◆ DATA PROVIDED ◆
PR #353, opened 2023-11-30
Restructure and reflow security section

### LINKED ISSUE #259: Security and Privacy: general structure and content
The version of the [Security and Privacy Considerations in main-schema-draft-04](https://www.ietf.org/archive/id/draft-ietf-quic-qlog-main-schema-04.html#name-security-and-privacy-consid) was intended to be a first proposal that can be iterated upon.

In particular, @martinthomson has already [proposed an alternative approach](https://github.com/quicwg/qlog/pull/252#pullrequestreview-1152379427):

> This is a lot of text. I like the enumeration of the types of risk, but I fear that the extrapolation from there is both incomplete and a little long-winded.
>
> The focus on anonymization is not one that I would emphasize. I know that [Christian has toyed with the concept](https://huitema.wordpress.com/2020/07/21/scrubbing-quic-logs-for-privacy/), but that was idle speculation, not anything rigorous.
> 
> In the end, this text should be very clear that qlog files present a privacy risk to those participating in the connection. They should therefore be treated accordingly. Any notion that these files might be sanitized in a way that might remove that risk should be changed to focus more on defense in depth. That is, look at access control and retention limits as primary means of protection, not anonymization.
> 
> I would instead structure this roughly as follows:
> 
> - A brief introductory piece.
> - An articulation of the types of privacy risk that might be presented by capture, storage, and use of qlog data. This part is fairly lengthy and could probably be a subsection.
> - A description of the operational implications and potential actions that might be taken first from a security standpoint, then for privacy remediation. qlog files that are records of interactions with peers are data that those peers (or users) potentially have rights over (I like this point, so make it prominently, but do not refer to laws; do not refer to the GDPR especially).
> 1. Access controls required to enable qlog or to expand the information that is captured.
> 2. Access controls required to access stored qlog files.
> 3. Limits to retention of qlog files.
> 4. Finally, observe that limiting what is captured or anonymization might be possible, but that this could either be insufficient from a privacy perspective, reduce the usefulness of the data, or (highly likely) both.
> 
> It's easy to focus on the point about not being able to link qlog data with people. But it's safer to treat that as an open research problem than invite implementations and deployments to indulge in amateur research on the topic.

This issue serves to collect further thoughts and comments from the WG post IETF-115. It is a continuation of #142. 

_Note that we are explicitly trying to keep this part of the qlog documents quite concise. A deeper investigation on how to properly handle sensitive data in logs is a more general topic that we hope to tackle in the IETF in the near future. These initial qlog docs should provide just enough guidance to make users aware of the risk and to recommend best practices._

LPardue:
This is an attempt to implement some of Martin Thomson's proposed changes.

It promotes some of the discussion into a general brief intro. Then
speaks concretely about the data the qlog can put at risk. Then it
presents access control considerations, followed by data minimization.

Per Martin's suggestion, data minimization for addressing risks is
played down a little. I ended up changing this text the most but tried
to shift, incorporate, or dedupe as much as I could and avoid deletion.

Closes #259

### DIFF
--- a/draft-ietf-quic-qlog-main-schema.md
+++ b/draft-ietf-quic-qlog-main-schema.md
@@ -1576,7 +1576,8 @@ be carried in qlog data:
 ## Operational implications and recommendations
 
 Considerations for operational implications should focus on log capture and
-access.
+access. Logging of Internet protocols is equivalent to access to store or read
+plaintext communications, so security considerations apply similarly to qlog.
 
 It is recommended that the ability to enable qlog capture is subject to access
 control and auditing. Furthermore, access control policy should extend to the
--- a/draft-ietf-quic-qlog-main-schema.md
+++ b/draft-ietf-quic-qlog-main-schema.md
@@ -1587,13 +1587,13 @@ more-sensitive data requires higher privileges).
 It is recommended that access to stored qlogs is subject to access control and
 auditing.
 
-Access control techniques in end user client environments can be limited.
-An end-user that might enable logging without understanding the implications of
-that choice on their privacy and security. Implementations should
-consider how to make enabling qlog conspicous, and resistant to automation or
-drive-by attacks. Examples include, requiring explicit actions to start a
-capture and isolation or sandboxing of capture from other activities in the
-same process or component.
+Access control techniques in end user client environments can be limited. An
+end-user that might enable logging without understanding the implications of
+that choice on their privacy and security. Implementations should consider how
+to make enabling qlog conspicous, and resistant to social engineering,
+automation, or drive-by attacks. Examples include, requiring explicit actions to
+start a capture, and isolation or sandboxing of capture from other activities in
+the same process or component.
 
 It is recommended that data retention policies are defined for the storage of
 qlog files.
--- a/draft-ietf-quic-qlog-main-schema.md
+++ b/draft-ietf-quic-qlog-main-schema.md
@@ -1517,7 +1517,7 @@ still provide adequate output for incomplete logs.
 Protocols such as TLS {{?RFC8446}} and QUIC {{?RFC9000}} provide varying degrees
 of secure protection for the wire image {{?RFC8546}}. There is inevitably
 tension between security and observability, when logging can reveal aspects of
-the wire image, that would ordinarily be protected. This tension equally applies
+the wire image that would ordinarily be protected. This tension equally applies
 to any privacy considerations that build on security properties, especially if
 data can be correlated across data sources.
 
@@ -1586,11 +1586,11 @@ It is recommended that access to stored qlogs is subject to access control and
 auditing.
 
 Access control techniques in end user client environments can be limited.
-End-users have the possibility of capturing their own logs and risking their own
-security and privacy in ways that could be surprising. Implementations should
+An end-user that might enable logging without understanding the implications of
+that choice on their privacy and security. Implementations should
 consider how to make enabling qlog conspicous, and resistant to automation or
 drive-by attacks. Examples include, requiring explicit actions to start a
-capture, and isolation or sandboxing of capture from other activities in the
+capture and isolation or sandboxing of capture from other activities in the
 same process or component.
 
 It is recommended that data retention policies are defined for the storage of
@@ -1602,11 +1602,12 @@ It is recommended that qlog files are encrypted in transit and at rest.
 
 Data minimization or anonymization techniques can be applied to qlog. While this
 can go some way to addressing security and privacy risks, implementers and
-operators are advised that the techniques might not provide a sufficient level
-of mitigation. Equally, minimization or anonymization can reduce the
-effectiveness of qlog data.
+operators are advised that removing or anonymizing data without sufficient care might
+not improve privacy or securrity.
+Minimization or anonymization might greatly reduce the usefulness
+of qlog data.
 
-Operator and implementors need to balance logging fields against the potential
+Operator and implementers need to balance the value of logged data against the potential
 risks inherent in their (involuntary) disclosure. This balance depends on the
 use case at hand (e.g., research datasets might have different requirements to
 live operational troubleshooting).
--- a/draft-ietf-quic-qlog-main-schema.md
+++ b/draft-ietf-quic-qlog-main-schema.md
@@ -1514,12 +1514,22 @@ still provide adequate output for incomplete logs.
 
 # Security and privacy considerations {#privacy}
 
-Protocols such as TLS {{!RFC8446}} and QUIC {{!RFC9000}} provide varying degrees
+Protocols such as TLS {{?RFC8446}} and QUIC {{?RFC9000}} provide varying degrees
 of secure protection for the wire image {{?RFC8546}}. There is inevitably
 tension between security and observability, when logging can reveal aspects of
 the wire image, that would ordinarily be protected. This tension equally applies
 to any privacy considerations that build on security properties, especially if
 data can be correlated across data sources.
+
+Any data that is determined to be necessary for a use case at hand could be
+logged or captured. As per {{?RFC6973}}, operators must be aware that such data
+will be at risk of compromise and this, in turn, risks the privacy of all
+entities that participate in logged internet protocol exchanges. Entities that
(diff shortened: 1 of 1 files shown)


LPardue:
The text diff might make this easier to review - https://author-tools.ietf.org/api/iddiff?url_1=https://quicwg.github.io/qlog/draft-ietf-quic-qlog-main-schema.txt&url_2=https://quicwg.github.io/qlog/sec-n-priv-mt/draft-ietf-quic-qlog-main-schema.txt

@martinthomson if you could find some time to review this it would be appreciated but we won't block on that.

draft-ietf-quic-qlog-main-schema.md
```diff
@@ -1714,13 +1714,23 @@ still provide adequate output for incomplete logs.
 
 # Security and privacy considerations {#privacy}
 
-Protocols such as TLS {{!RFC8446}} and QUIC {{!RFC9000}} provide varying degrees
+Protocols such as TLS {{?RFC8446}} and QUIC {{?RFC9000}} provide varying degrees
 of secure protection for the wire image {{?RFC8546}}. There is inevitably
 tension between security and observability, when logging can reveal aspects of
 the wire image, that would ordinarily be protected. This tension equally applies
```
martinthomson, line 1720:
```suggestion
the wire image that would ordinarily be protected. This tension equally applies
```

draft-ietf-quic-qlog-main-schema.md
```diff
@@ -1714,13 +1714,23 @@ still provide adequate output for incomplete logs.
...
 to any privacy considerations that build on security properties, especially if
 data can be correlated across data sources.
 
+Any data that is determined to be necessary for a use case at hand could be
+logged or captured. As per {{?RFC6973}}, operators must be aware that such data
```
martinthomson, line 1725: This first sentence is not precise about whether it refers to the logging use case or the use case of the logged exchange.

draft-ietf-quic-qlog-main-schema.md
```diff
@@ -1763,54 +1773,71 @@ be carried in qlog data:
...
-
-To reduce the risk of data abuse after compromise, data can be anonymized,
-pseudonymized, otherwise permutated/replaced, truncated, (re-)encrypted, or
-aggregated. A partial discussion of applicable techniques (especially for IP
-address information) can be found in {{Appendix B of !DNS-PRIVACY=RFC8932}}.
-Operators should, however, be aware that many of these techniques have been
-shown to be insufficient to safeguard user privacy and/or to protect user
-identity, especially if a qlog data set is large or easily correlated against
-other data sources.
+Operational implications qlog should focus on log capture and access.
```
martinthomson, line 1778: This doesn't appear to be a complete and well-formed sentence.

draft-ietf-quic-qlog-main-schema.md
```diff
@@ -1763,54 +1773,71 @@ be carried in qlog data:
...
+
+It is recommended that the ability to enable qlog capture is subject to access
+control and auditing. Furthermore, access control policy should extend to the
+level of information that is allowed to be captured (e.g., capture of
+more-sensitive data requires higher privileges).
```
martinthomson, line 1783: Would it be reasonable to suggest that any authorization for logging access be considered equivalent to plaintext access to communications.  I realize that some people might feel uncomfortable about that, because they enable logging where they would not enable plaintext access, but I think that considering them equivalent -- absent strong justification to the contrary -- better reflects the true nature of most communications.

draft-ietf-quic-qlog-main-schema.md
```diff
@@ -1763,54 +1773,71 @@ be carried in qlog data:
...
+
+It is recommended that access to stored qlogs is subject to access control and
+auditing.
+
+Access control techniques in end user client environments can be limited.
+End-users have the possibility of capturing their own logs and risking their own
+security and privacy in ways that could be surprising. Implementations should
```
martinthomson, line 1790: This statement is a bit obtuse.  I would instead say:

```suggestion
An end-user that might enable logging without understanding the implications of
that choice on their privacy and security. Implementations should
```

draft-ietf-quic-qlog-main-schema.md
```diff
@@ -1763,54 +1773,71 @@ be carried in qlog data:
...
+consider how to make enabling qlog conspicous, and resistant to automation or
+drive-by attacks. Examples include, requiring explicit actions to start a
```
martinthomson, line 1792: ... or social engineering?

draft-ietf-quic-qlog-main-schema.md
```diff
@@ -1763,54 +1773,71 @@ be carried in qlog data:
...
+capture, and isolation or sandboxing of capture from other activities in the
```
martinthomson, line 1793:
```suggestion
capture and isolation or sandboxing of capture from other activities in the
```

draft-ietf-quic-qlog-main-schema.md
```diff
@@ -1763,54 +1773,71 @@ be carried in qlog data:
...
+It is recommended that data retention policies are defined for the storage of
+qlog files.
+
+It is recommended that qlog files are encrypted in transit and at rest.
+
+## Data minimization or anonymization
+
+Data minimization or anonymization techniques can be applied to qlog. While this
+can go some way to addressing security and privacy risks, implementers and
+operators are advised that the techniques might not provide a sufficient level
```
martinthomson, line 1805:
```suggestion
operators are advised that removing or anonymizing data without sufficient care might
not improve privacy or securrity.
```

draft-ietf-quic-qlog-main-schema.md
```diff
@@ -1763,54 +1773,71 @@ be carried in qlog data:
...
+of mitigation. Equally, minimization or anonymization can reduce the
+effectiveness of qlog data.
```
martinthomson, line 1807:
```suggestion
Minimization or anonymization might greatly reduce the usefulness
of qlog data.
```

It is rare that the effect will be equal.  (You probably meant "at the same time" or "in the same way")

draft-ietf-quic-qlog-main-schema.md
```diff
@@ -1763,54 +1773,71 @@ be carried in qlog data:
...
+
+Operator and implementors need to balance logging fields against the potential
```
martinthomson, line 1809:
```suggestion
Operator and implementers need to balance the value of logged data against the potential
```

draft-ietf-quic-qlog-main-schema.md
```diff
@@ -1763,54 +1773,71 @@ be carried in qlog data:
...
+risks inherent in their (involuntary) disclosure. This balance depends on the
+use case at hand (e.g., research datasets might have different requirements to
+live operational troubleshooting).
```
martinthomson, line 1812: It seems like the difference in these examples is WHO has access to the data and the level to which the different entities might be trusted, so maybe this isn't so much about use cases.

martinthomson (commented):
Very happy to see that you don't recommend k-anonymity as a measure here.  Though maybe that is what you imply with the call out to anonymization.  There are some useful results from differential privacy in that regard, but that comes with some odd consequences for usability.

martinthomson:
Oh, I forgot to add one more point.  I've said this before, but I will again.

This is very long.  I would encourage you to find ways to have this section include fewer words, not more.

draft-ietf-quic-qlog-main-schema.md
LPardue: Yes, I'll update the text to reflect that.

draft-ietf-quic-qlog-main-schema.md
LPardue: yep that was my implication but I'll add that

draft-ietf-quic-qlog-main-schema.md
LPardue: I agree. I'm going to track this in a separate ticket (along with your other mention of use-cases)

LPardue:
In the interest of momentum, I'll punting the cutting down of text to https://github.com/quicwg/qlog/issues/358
==
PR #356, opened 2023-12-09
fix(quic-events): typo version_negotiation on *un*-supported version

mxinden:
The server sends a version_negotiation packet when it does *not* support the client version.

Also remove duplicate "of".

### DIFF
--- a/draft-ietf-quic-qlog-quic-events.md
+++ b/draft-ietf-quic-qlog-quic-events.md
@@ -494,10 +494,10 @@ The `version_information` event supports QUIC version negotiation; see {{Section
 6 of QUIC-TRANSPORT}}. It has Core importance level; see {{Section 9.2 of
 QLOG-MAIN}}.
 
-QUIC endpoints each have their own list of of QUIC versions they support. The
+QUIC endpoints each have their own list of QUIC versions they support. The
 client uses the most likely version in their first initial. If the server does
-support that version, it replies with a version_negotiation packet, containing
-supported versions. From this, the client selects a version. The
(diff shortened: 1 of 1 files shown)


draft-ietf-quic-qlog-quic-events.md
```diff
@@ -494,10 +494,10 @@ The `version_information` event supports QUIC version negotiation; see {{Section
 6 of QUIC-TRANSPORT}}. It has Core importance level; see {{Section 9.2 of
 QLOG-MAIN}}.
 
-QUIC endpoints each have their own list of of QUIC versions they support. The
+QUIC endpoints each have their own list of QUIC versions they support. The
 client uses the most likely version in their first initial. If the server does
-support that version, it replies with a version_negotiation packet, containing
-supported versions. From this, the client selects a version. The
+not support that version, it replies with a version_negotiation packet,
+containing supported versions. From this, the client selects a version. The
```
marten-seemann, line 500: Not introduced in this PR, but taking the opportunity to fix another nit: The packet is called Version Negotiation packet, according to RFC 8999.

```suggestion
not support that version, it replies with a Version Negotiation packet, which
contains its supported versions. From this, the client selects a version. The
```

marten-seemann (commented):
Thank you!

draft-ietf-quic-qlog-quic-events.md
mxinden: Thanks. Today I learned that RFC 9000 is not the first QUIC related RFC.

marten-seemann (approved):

◆ INSTRUCTIONS TO FOLLOW ◆
Filter the material for the word "probably" and copy each matching line.

◆ RESULT FOR THIS EXERCISE ◆
> - An articulation of the types of privacy risk that might be presented by capture, storage, and use of qlog data. This part is fairly lengthy and could probably be a subsection.
It is rare that the effect will be equal.  (You probably meant "at the same time" or "in the same way")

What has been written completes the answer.